Data provided: Begin

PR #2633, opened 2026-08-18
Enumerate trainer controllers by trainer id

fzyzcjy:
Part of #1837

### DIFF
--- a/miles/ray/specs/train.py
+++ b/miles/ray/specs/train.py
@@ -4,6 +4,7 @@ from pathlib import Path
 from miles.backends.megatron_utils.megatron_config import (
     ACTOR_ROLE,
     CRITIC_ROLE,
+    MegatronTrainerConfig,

Data provided: End

**Problem description:**
When a line in the material includes the word "import", copy it out.

**Response:**
@@ -4,6 +4,7 @@ from pathlib import Path
 from miles.backends.megatron_utils.megatron_config import (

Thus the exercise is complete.